__Task directions__:
Starting at the top of the entries, restate word for word each line up to and including the one with "want to print".

*** Opening Provided data ***

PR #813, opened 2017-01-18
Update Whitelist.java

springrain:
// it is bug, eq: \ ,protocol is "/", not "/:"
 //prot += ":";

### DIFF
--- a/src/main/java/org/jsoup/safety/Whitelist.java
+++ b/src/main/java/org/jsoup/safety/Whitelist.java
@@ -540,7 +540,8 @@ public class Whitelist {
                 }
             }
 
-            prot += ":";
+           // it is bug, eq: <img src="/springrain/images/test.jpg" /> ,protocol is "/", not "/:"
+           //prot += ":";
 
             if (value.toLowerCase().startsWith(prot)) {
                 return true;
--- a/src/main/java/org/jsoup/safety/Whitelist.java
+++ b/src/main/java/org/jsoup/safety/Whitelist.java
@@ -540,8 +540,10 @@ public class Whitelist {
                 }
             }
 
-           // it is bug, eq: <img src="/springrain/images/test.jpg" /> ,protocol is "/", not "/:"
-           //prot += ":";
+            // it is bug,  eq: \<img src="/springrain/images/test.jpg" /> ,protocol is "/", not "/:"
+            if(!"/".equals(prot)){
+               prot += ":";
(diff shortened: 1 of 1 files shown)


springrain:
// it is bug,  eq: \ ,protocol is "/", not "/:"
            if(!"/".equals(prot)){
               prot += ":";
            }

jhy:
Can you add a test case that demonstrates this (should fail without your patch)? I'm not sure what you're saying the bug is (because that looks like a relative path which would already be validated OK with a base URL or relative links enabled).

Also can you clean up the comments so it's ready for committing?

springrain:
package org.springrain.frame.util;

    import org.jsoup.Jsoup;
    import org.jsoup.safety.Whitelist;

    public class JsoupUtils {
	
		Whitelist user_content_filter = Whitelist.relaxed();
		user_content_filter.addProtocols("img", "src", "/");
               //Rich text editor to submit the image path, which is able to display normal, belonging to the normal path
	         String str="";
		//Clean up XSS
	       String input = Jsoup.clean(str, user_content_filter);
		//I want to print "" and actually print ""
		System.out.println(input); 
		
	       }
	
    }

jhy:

*** Closing Provided data ***

__Answer__:
PR #813, opened 2017-01-18
Update Whitelist.java

springrain:
// it is bug, eq: \ ,protocol is "/", not "/:"
 //prot += ":";

### DIFF
--- a/src/main/java/org/jsoup/safety/Whitelist.java
+++ b/src/main/java/org/jsoup/safety/Whitelist.java
@@ -540,7 +540,8 @@ public class Whitelist {
                 }
             }
 
-            prot += ":";
+           // it is bug, eq: <img src="/springrain/images/test.jpg" /> ,protocol is "/", not "/:"
+           //prot += ":";
 
             if (value.toLowerCase().startsWith(prot)) {
                 return true;
--- a/src/main/java/org/jsoup/safety/Whitelist.java
+++ b/src/main/java/org/jsoup/safety/Whitelist.java
@@ -540,8 +540,10 @@ public class Whitelist {
                 }
             }
 
-           // it is bug, eq: <img src="/springrain/images/test.jpg" /> ,protocol is "/", not "/:"
-           //prot += ":";
+            // it is bug,  eq: \<img src="/springrain/images/test.jpg" /> ,protocol is "/", not "/:"
+            if(!"/".equals(prot)){
+               prot += ":";
(diff shortened: 1 of 1 files shown)


springrain:
// it is bug,  eq: \ ,protocol is "/", not "/:"
            if(!"/".equals(prot)){
               prot += ":";
            }

jhy:
Can you add a test case that demonstrates this (should fail without your patch)? I'm not sure what you're saying the bug is (because that looks like a relative path which would already be validated OK with a base URL or relative links enabled).

Also can you clean up the comments so it's ready for committing?

springrain:
package org.springrain.frame.util;

    import org.jsoup.Jsoup;
    import org.jsoup.safety.Whitelist;

    public class JsoupUtils {
	
		Whitelist user_content_filter = Whitelist.relaxed();
		user_content_filter.addProtocols("img", "src", "/");
               //Rich text editor to submit the image path, which is able to display normal, belonging to the normal path
	         String str="";
		//Clean up XSS
	       String input = Jsoup.clean(str, user_content_filter);
		//I want to print "" and actually print ""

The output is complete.